Scala 游戏框架:Slick不知道如何映射给定的类型
我试图在play框架中使用slick,但即使是最简单的例子也很难做到 这是我的密码:Scala 游戏框架:Slick不知道如何映射给定的类型,scala,playframework,playframework-2.0,slick,play-slick,Scala,Playframework,Playframework 2.0,Slick,Play Slick,我试图在play框架中使用slick,但即使是最简单的例子也很难做到 这是我的密码: case class Account ( id: Int, email: String, password: String, permission: String ) class Accounts(tag: Tag) extends Table[Account](tag, "account") { def id = column[Int]("id") def email = colum
case class Account (
id: Int,
email: String,
password: String,
permission: String
)
class Accounts(tag: Tag) extends Table[Account](tag, "account") {
def id = column[Int]("id")
def email = column[String]("email")
def password = column[String]("password")
def permission = column[String]("permission")
def * = (id, email, password, permission)
}
编译此文件时,会出现以下错误:
play.PlayExceptions$CompilationException: Compilation error[No matching Shape found.
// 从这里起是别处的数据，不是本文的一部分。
PR #145, opened 2021-08-05
Replaced shajs with crypto

Dtphelan1:
# Summary

Removes the shajs dependency and uses the Node-native Crypto library. 

## New behavior

Ideally none.

## Code changes

Replaces all instances of the sha library with the crypto library. 

# Testing guidance

Ensure all tests pass.

### DIFF
--- a/package-lock.json
+++ b/package-lock.json
@@ -9539,15 +9539,6 @@
         }
       }
     },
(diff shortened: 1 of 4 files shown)


dmendelowitz (approved):
Seamless!

PR #148, opened 2021-08-10
Updating CancerDiseaseStatusTemplate to STU2

dmendelowitz:
# Summary
CancerDiseaseStatus profile now uses a newly-created LOINC code, 97509-4 “Cancer Disease Progression”. In STU 1, the LOINC code chosen to represent this observation (88040-1, “Response to cancer treatment”) did not precisely match the meaning of this profile because cancer disease status is observable regardless of whether the patient is under treatment
## New behavior
Cancer Disease Status template now uses the new LOINC code from STU2
## Code changes
- `CancerDiseaseStatusTemplate.js` now uses the new LOINC code
- Relevant test fixtures updated to match the new code
# Testing guidance
- Ensure that all tests pass
- Run the client with CancerDiseaseStatus and see that the output now contains the new LOINC code: `97509-4`
- Check if there are any updates from STU2 for the CancerDiseaseStatusTemplate that I missed

### DIFF
--- a/src/templates/CancerDiseaseStatusTemplate.js
+++ b/src/templates/CancerDiseaseStatusTemplate.js
@@ -74,8 +74,8 @@ function cancerDiseaseStatusTemplate({
       coding: [
         coding({
           system: 'http://loinc.org',
-          code: '88040-1',
-          display: 'Response to cancer treatment',
+          code: '97509-4',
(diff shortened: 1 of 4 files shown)


jafeltra (approved):
This looks great! I didn't notice any other changes in the profile!

PR #151, opened 2021-08-20
Updating condition template to STU2

dmendelowitz:
# Summary
Category code is no longer fixed for Primary and Secondary Cancers. New profiles https://build.fhir.org/ig/HL7/fhir-mCODE-ig/branches/master/StructureDefinition-mcode-primary-cancer-condition.html
## New behavior
Previously, cancer conditions had 2 category codings, one being a fixed snomed code. In STU2 the fixed code is no longer there and now there is just the US core condition code
## Code changes
- Removed the fixed snomed code from `categoryArrayTemplate()` in `ConditionTemplate.js`
- Updated relevant tests and test fixtures
# Testing guidance
- Make sure all tests still pass
- When running extraction with the condition extractor, cancer conditions should now only have 1 coding in the category array, a US core condition code


Dtphelan1:
One super small DP1 – on https://github.com/mcode/mcode-extraction-framework/blob/1fe0b4acbdc301f36ead79e66caca9e6c4c45d05/src/templates/ConditionTemplate.js#L116, we should probably remove the second, now-unnecessary argument to the `categoryArray` fn.

dmendelowitz:
I'll make the fix for DP1 soon, but another thing I noticed is that the `isConditionCodeCancer()` function in `conditionUtils.js` is now not used anywhere in the MEF. Should I remove that? Is that used in any other repos? Maybe it's just good to keep around for possible future use?

Dtphelan1:
DP2 - There are a few places in the `condition.test.js` file that also need a bit of updating. I'll outline them in individual suggestions, but group them all under this tag since they're related to the removal of the cancer-condition test case. 

After that I think I'm ready to approve. This overall looks great to me 😄

Dtphelan1:
> I'll make the fix for DP1 soon, but another thing I noticed is that the `isConditionCodeCancer()` function in `conditionUtils.js` is now not used anywhere in the MEF. Should I remove that? Is that used in any other repos? Maybe it's just good to keep around for possible future use?

I think for now let's keep that fn around, since I anticipate we may need it at a later date. Not the best practice to keep stale code around, but the idea of knowing if something is or is not a cancer is valuable enough in mCODE-land to warrant keeping it around 😄

test/templates/condition.test.js
```diff
@@ -115,22 +114,6 @@ describe('test Condition template', () => {
...
-      ],
-    };
-    // Use a cancer condition code when generating resource
-    const cancerConditionData = { ...CONDITION_MINIMAL_DATA, code: { code: 'C02.0', system: 'http://hl7.org/fhir/sid/icd-10-cm' } };
-    const generatedCondition = conditionTemplate(cancerConditionData);
-    expect(generatedCondition.category).toContainEqual(diseaseCategory);
-    expect(generatedCondition).toEqual(cancerValidExampleCondition);
-  });
-
   test('non-cancer conditions should not include the "disease" category', () => {
```
Dtphelan1, line 117: DP2 - I think we can get rid of this entire test case. We don't really need to check category-length anymore, and we already check that rendering a conditionTemplate produces an expected condition on line 76. 

I thought there would be more, but this should be it for DP2.

Dtphelan1 (approved):

Dtphelan1:
Looks good to me!

PR #153, opened 2021-09-13
CancerRelatedMedication STU2 Updates

dmendelowitz:
# Summary
CancerRelatedMedicationExtractor has been converted to CancerRelatedMedicationAdministrationExtractor and a new CancerRelatedMedicationRequestExtractor has been added. 

Profiles:
https://build.fhir.org/ig/HL7/fhir-mCODE-ig/branches/master/StructureDefinition-mcode-cancer-related-medication-request.html
http://hl7.org/fhir/us/mcode/2021May/StructureDefinition-mcode-cancer-related-medication-administration.html

## New behavior
CancerRelatedMedicationAdministrationExtractor behaves the same as the old CancerRelatedMedicationExtractor. It's pretty much just a renaming. CancerRelatedMedicationRequestExtractor is a new extractor based on the profile from STU2 linked above.
## Code changes
- All files associated with the previous `CancerRelatedMedicationExtractor` (the extractor, template and tests) have been renamed to  `CancerRelatedMedicationAdministration` to distinguish them from `CancerRelatedMedicationRequest`
- New extractor, template and tests have been added for `CancerRelatedMedicationRequest` profile
- `MCODEClient.js`, `index.js` and `ResourceGenerator.js` updated to support the new and renamed extractors
- Updated sample client data to have new `cancer-related-medication-request-information.csv` and renamed `cancer-related-medication-administration-information.csv`

# Testing guidance
- Ensure that in converting CancerRelatedMedicationStatement to CancerRelatedMedicationAdministration, I didn't miss any other changes made in STU2
- Check that my implementation of CancerRelatedMedicationRequest properly implements the profile (if I am missing any fields or implementing any fields that aren't necessary) and check that the new CSV format makes sense
- Ensure that the client runs and tests pass
- Here is an example config for the relevant extractors:
```
"extractors": [
    {
      "label": "patient",
      "type": "CSVPatientExtractor",
      "constructorArgs": {
        "filePath": "./test/sample-client-data/patient-information.csv"
      }
    },
    {
      "label": "cancerRelatedMedicationAdministration",
      "type": "CSVCancerRelatedMedicationAdministrationExtractor",
      "constructorArgs": {
        "filePath": "./test/sample-client-data/cancer-related-medication-administration-information.csv"
      }
    },
    {
      "label": "cancerRelatedMedicationRequest",
      "type": "CSVCancerRelatedMedicationRequestExtractor",
      "constructorArgs": {
        "filePath": "./test/sample-client-data/cancer-related-medication-request-information.csv"
      }
    }
  ]
```


jafeltra (commented):
This looks really great! All the changes in the code and the new fields in the extractor look correct to me! I ran the FHIR validator against the output and found a few things we might want to update in our sample data, so I left a few comments related to that, along with just a couple quick general comments.

JA1 - The `src/index.js` file should be updated similarly to the `src/extractors/index.js` file to include the new extractors.

JA2 - Can you update the `csv.config.example.json` file to use the two new extractors instead of the one old one?

JA3 - It looks like the status values for MedicationAdministration are different than they were for MedicationStatement. The options it can be are in [this valueset](http://hl7.org/fhir/R4/valueset-medication-admin-status.html). Do you think you could update the values we have in the sample-client-data CSV just so they reflect the expected values?

JA4 - Similar to above, the values for the reasonCode in the MedicationAdministration don't seem to match up with codes in the current [Cancer Disorder Value Set](https://build.fhir.org/ig/HL7/fhir-mCODE-ig/ValueSet-mcode-cancer-disorder-vs.html). Could you update the values in our sample data fields to match codes in that value set?

JA5 - Pretty much the same as JA4, but the reasonCode for the MedicationRequest in the sample CSV also doesn't match a code in the current value set. Can you update that as well?

Dtphelan1:
This looks great Dylan! In addition to the comments Julia made: 
DP1 - In the same way that example data was added to the `test/sample-client-data`, we should update similar files in the `docs` folder. Specifically, let's get rid of the `docs/cancer-related-medication.csv` and add `docs.cancer-related-medication-request.csv`+ `docs.cancer-related-medication-administration.csv` documentation files.
DP2 - Similar updates, but in the CSV Templates file. 
DP3 - Minor note: cancerRelatedMedicationAdministrationExtractor.test.js and cancerRelatedMedicationRequestExtractor.test.js use variables called`csvCancerRelatedMedicationExtractor`, which might make life easier from a shorthand perspective writing-wise but might be nice to replace with the xAdmin or xRequest equivalent.

Dtphelan1:
DP4  - For some of the common template snippets – `treatmentIntentTemplate`, `medicationTemplate`, and `subjectTemplate` come to mind – could we put those in separate Snippet files, then import them into the two main templates we're defining? Willing to push this into a separate task if it's sufficiently hairy/out of scope.

jafeltra (commented):
This looks good! All the JAs are resolved! The one last thing that I noticed is that I don't think you need to add the `~$CSV_Templates.xlsx` file. I think the regular file is sufficient.

jafeltra (approved):
Looks great!

Dtphelan1 (approved):
This looks good to me Dylan – addresses all the comments I made eariler. Great work Dylan!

Slick does not know how to map the given types.
Possible causes: T in Table[T] does not match your * projection. Or you use an unsupported type in a Query (e.g. scala List).
Required level: scala.slick.lifted.ShapeLevel.Flat
Source type: (scala.slick.lifted.Column[Int], scala.slick.lifted.Column[String], scala.slick.lifted.Column[String], scala.slick.lifted.Column[String])
Unpacked type: models.Account
Packed type: Any
]
有人能告诉我这里有什么问题吗
谢谢
进一步详情:
- Scala 2.10
- 光滑2.0.2
- 玩滑头0.6.0.1
- 播放框架2.3.1
def * = (id, email, password, permission) <> (Account.tupled, Account.unapply)
def*=(id、电子邮件、密码、权限)(Account.tuple、Account.unapply)
我发现了这个问题。我有一个相互冲突的伴星
如果您有一个伴生对象,则需要对*投影使用稍微不同的语法:
def * = (id, email, password, permission) <> ((Account.apply _).tupled, Account.unapply)
def*=(id、电子邮件、密码、权限)((Account.apply 41;).tuple、Account.unapply)
谢谢Pawel。我也试过了,但是我得到了一个错误:value tuple不是对象模型的成员。不确定我是否遗漏了什么。我确实有一些时间戳字段,也许我缺少某种映射?